# MSInfo File with rar file



## yarrakid (Oct 11, 2005)

Good Day Gents,

I have a problem that I hope you can resovle for me or at least point me in the correct direction, and I really no clue which forum would be best suited to this question I pose to you.

I have been given a file which is in a Winrar format to save space, but when upacking the file the contents they are password protected. Also with this Winrar file is a little file called a 'MSInfo Document" of some 2KB in size, which my collegue has named password, so I am assuming this is were he has stuck it, I cannot talk to him as he has moved to the other side of the world and is currently out of contact for the forseeable future. There seems no way currently I can access this file. Therefore I am at my wits end so can you help me ?.

Thank you kindly in advance

Simon


----------



## Resolution (Sep 17, 2005)

You should be able to view the file by downloading this NFO reader. 

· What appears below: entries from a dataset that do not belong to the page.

PR #860, opened 2022-10-22
feature: cf-359 - Return button for Error Screen

ollibowers:
Added a cute button on `ErrorBoundary` so we don't always have to reset data. 
image

Refactored and reused the `ResetModal` component from the degree-wizard to achieve this. 
**Note**: had to remove the `open` state from it to make it simpler, (and because it wasn't recreating all the time?)
image


frontend/src/components/ErrorBoundary/ErrorBoundary.tsx
```diff
@@ -57,9 +71,14 @@ class ErrorBoundary extends React.Component<Props, State> {
               to inform us how the error occurred! Please also include brief description on the
               steps that led up to the error and a copy of the error messages seen below.
```
Peedee2002, line 72: Add info here to explain the difference between the two buttons. Probably something along the lines of "if you are seeing this page often or are seeing circles behave in some way you don't expect, try to reset your data. Otherwise you can return to circles to try again.

ollibowers: Good idea

frontend/src/components/ErrorBoundary/ErrorBoundary.tsx
```diff
@@ -31,18 +33,30 @@ class ErrorBoundary extends React.Component<Props, State> {
...
 
   render() {
-    const { hasError, error, errorInfo } = this.state;
+    const { hasError, error, errorInfo, modalOpen } = this.state;
     const { children } = this.props;
 
-    const handleClick = () => {
-      localStorage.clear();
+    const gotoDegrees = () => {
       window.location.href = '/degree-wizard';
```
gtangelo, line 40: nitpick: is it possible/could we use `useNavigate` for the redirection?

frontend/src/components/ResetModal/ResetModal.test.tsx
```diff
@@ -31,20 +31,20 @@ describe('ResetModal', () => {
   });
 
   it('should render', () => {
-    renderWithProviders(<ResetModal />);
+    renderWithProviders(<ResetModal open={false} />);
```
gtangelo: probs can make the `open` prop optional so we dont have to be forced to set it to `false` and instead just don't include the prop at all

frontend/src/components/ResetModal/ResetModal.test.tsx
```diff
@@ -63,12 +63,14 @@ describe('ResetModal', () => {
     ]);
   });
 
-  it('should redirect back to course selector if cancel button is clicked', async () => {
-    const dummyNavigate = vi.fn();
-    useNavigateMock.mockReturnValue(dummyNavigate);
+  // TODO: Disabled since it now takes a onCancel to be reusable
```
gtangelo: Since we are changing the interface of `ResetModal`,  rather than commenting this out, could we change the test? We can have a test case where we check if it calls the `onCancel` callback passed when clicking the cancel button.

Also, if you want, can add another test to see if `onOk` callback passed is called when clicking the confirm button. 

Though let me know if you want me to this bit or not if you're confused on writing FE tests. I can write the tests if you want :D

frontend/src/components/ResetModal/ResetModal.tsx
```diff
@@ -0,0 +1,46 @@
+import React from 'react';
+import { Modal } from 'antd';
+import { useAppDispatch } from 'hooks';
+import { resetCourses } from 'reducers/coursesSlice';
+import { resetTabs } from 'reducers/courseTabsSlice';
+import { resetDegree } from 'reducers/degreeSlice';
+import { resetPlanner } from 'reducers/plannerSlice';
+
+type Props = {
+  open: boolean;
```
gtangelo: could make this optional

gtangelo (changes requested):
lgtm!! Just see the comments :DD

frontend/src/components/ErrorBoundary/ErrorBoundary.tsx
ollibowers: I tried, but since the error boundary is outside the router, it is not possible i dont think?

frontend/src/components/ResetModal/ResetModal.test.tsx
ollibowers: sure, my bad!

frontend/src/components/ResetModal/ResetModal.test.tsx
ollibowers: goooood idea!!!

ollibowers: oki done <3

gtangelo (approved):

PR #861, opened 2022-10-22
fix(backend): circles-388 rerun processors for prev year data

hdphuong:
- autoplanning works for 2019 & 2020 now
- added year to `runprocessors.py` and fixed a bug in `courses_processing.py`
- threw exception in case a course is discontinued


backend/runprocessors.py
```diff
@@ -44,6 +44,12 @@
     help="program, specialisation, course, condition, data-fix, enrolment",
 )
 
+parser.add_argument(
+    "--year",
```
Peedee2002: Not needed, there is processors_archive.py. either use that or delete that file since it will now be redundant

backend/runprocessors.py
```diff
@@ -112,9 +118,9 @@ def run_scrape_enrolment_data():
         "process": customise_spn_data,
     },
     "course": {
-        "scrape": scrape_course_data,
-        "format": format_course_data,
-        "process": process_course_data,
+        "scrape": scrape_course_data(args.year),
```
Peedee2002: Hmm doesn't this get called immediately? I think you would want to make this:

```
lambda : scrape_course_data(args.year)
```

backend/runprocessors.py
hdphuong: Wait we have that? Why didn't u tell me that earlier 😭

backend/server/tests/courses/test_get_legacy_course.py
```diff
@@ -97,6 +97,7 @@ def test_legacy_math3361():
     However, it still has legacy handbook entries in the years that it doesn't run.
     """
     res2019 = get_legacy_course_wrapper(2019, "MATH3361")
+    print(res2019.json())
```
Peedee2002:
```suggestion
```

Peedee2002 (approved):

Other than that, it's against forum policies to assist others in cracking passwords.


----------



## yarrakid (Oct 11, 2005)

Thank you for your resoultion, I will look into it. However, if you could please understand that this is not attempt to "Crack" as you have stated the file, my work collegue left it for me to continue our work, as he has moved to a differennt part of the company and in a different country, but unfortunately as with his qurky child like nature he has left it to me on a disk in this format. I fully uderstand this sites rules and would have not attempted to post this question I had felt it would voilate the rules set out, it is not my way nor nature to do so.

Once again Resoultion I thank you for your help.

Kind Regards

Simon


----------



## ebackhus (Apr 21, 2005)

Open it with Notepad.


----------